25. The apparatus for compressing a speaker template according to claim 18 or 19, wherein said vector merging unit is configured to replace said plurality of adjacent feature vectors designated with the same code in the speaker template with the feature vector corresponding to said code in the codebook.

26. The apparatus for compressing a speaker template according to any one of claims 18-25, further comprising:

a background template generator configured to store a sequence of codes corresponding to the feature vectors in the compressed speaker template as a background template.

27. An apparatus for merging a plurality of speaker templates, comprising:

the apparatus for compressing a speaker template according to any one of claims 18-26; and

a DTW merging unit configured to DTW-merge speaker templates.

28. An apparatus for enrollment of speaker authentication, comprising:

a template generator configured to generate a speaker templates based on an utterances inputted by a speaker; and

the apparatus for merging a plurality of speaker templates according to claim 27, configured to merge a plurality of speaker templates generated by said template generator.

29. An apparatus for verification of speaker authentication, comprising:

an utterance input unit configured to input an utterance;

an acoustic feature extractor configured to extract acoustic features from said inputted utterance;

a matching score calculator configured to calculate DTW matching score of said extracted acoustic features and a speaker template that is generated by using the method for compressing a speaker template according to any one of claims 1-8;

wherein said apparatus is configured to determine whether the inputted utterance is an enrolled password utterance spoken by the same speaker through comparing the calculated DTW matching score with a threshold.

30. An apparatus for verification of speaker authentication, comprising:

an utterance input unit configured to input an utterance;

an acoustic feature extractor configured to extract acoustic features from said inputted utterance;

a matching score calculator configured to calculate DTW matching score of said extracted acoustic features and a speaker template and to calculate DTW matching score of said extracted acoustic features and a background template, wherein said speaker template and said background template are generated by using the method for compressing a speaker template according to claim 8; and

a normalizing unit configured to normalize said DTW matching score of said extracted acoustic features and said speaker template with said DTW matching score of said extracted acoustic features and said background template;

wherein said apparatus is configured to compare the normalized DTW matching score with a threshold to determine whether the inputted utterance is an enrolled password utterance spoken by the same speaker.
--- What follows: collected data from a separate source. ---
Issue #410, opened 2026-09-11
A path can fail steps forever: max_num_steps counts only SUCCESSFUL steps, and min_step_size is never reached


ofloveandhate:
## Summary

A path can enter a **provably non-terminating loop** in `AMPTracker`: it fails steps
forever, at ~6000 failures/second, while every guard that should stop it is structurally
unable to fire. Observed live: **3.9 million failed steps against 343 successful ones**, 30+
minutes at 100% CPU with no progress, and the enclosing `Solve()` never returns.

This is the concrete mechanism behind #400 ("bound what a single path may cost"). #400 asks
for a budget; this issue is that the *existing* guards are unreachable, so a budget is not
merely nice to have — right now nothing can stop this path at all.

## The three guards, and why none of them fires

```cpp
// trackers/amp_tracker.hpp:617, PreIterationCheck()
if (num_successful_steps_taken_ >= Get<Stepping>().max_num_steps)
    return SuccessCode::MaxNumStepsTaken;
if (current_stepsize_ < Get<Stepping>().min_step_size)
    return SuccessCode::MinStepSizeReached;
if (current_precision_ > Get<PrecConf>().maximum_precision)
    return SuccessCode::MaxPrecisionReached;
```

**1. The step budget counts only SUCCESSFUL steps.** `num_successful_steps_taken_` against
`max_num_steps` (default 100000). The observed path has 343 successes and 3.9M failures, so
it is at 0.3% of its budget and will never approach it. A failing path is effectively
un-budgeted.

**2. The stepsize never reaches `min_step_size`, so `MinStepSizeReached` cannot fire.**
Default `min_step_size = 1e-100` with `step_size_fail_factor = 0.5`: monotone halving from
0.1 would cross the floor in ~332 failures. After **66857** failures the stepsize was still
`1.86e-12`. So it is not descending — it is being restored between failures. Measured at the
same instant: `|t| = 5.82e-12`, `stepsize = 1.86e-12`, i.e. `stepsize ~ |t|/3.1`, which looks
like the stepsize is recomputed relative to time-to-go each iteration, discarding the
shrinkage. (That last step is an inference from the numbers; I have not located the reset in
the source.)

**3. Precision never escalates, so `MaxPrecisionReached` cannot fire either** -- and more to
the point, the thing that might let the step SUCCEED never happens. Measured:
`PrecisionChanged` fired exactly **once** in 3.9M failures, with `current_precision = 20`
and `condition number = 3.24e+08`.

[...]

PR #411, opened 2026-09-11
fix(trackers): a terminal step failure ends the path instead of looping forever

ofloveandhate:
Fixes the non-terminating tracking loop reported in #410.

## The bug

`MinimizeTrackingCost` throws when no `(precision, stepsize)` pair anywhere in
`[min_precision, max_precision]` satisfies criterion B.  Both AMP adjusters catch
that throw and report `SuccessCode::FailedToSelectPrecisionAndStepsize`:

* `AMPCriterionError()` — on a failed step
* `AdjustAMPStepSuccess()` — on a successful one

The throw happens **before either output is assigned**, so `current_precision_`
and `current_stepsize_` survive the failed step exactly as they were.

The stepping loop had no notion of a fatal step code — it saw a non-`Success`
return, called `OnStepFail()`, and went around again.  With nothing adjusted the
retry is **bit-identical**: `PreIterationCheck` sees the same precision and the
same stepsize, passes, and the identical step runs again.  Forever.

Observed on a real run (a cellular decomposition of the Whitney umbrella, one
fiber track during interslice): a single `Solve()` that never returned, **750k
failed steps in 135 seconds** at a frozen precision of 20 and a frozen stepsize
of `1.862645e-12`, successes frozen at 343, one core pegged.  Every printed digit
identical across the whole sampling window.  Killed at 90 minutes; three separate
runs behaved identically.

The contract was already documented — in `AdjustAMPStepSuccess`:

> The throw inside MinimizeTrackingCost remains semantically correct: it fires
> only when no valid pair exists anywhere in [p_min, p_max], indicating that the
> path has entered a region that cannot be tracked at any supported precision.
> **That is a genuine path failure, and is reported via
> `SuccessCode::FailedToSelectPrecisionAndStepsize`.**

It is reported.  The loop simply never listened.

## The fix

A `StepFailureIsTerminal()` predicate, and a loop that honors it: a terminal code
ends the path with that code instead of retrying.  Terminal means *the tracker
took no corrective action*, so the retry cannot differ from the attempt that just
failed.  Currently the sole member is `FailedToSelectPrecisionAndStepsize`; the
predicate exists so the set can grow with one line and a reason.

`base_tracker.hpp` only — no config change, no behavior change on any path that
was making progress.

## Tests

* `amp_tracker_terminates_when_no_precision_stepsize_pair_exists` — empties the
  scan window on purpose (a tolerance demanding ~40 digits against
  `maximum_precision = 20`) and requires `TrackPath` to **return** the failure.
  It carries `* boost::unit_test::timeout(60)` so a regression reports as a test
  failure rather than wedging CI, which is what this bug does to a build.

  That it exercises the new path is provable rather than assumed:
  `FailedToSelectPrecisionAndStepsize` is produced only inside
  `TrackerIteration` (`amp_tracker.hpp:912` and `:1037`), never by
  `TrackerLoopInitialization` or `PreIterationCheck`, so the only way `TrackPath`
  can *return* it is through the new early return.

* `terminal_step_codes_are_exactly_the_ones_that_adjust_nothing` — pins the
  predicate's membership, so widening it later is a deliberate edit.

All 104 cases in `test_tracking_basics` pass.

## Not in this PR

The other half of #410 stands on its own and is untouched here: **`max_num_steps`
counts only successful steps**, so a failing path is un-budgeted.  With this fix
the observed path fails cleanly instead of spinning, but a path that fails
millions of steps for some *other* reason still has nothing to stop it.  That
wants a budget decision (and probably a config field), so it belongs in its own
change.

### DIFF
--- a/core/include/bertini2/trackers/base_tracker.hpp
+++ b/core/include/bertini2/trackers/base_tracker.hpp
@@ -50,6 +50,32 @@ namespace bertini{
 	namespace tracking{
 
 		/**
+		\brief Whether a failed step leaves the tracker with no corrective action taken.
+
+		The stepping loop answers an ordinary failed step by adjusting precision and/or
+		stepsize and trying again, so the retry differs from the attempt that failed.  A
+		few outcomes admit no such adjustment: the tracker's state is left exactly as it
+		was, and retrying would repeat the identical step forever.  Those outcomes are
+		terminal -- the path must fail with that code instead of being retried.
+
+		Currently the sole member is \c FailedToSelectPrecisionAndStepsize, which the AMP
+		adjusters report when MinimizeTrackingCost finds no valid (precision, stepsize)
+		pair anywhere in the allowed window.  It assigns neither, so \c current_precision_
+		and \c current_stepsize_ survive the failure unchanged.
+
+		\param c The code returned by a tracker iteration.
+		\return True if the tracking loop must stop rather than retry.
+
+		\see Tracker::TrackPath
+		*/
+		inline
+		bool StepFailureIsTerminal(SuccessCode c)
+		{
+			return c == SuccessCode::FailedToSelectPrecisionAndStepsize;
+		}
+
+
+		/**
 		\class Tracker
 
 		\brief Base tracker class for trackers offered in Bertini2.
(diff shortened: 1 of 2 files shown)


ofloveandhate:
good to have this infinite loop closed!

31. An apparatus for verification of speaker authentication, comprising:

an utterance input unit configured to input an utterance;

an acoustic feature extractor configured to extract acoustic features from said inputted utterance;

a matching score calculator configured to calculate DTW matching score of said extracted acoustic features and a speaker template and to calculate DTW matching score of said speaker template and a background template, wherein said speaker template and said background template are generated by using the method for compressing a speaker template according to claim 8; and

a normalizing unit configured to normalize said DTW matching score of said extracted acoustic features and said speaker template with said DTW matching score of said speaker template and said background template;

wherein said apparatus is configured to compare the normalized DTW matching score with a threshold to determine whether the inputted utterance is an enrolled password utterance spoken by the same speaker.

32. A system for speaker authentication, comprising:

the apparatus for enrollment of speaker authentication according to claim 28; and

the apparatus for verification of speaker authentication according to any one of claims 29-31.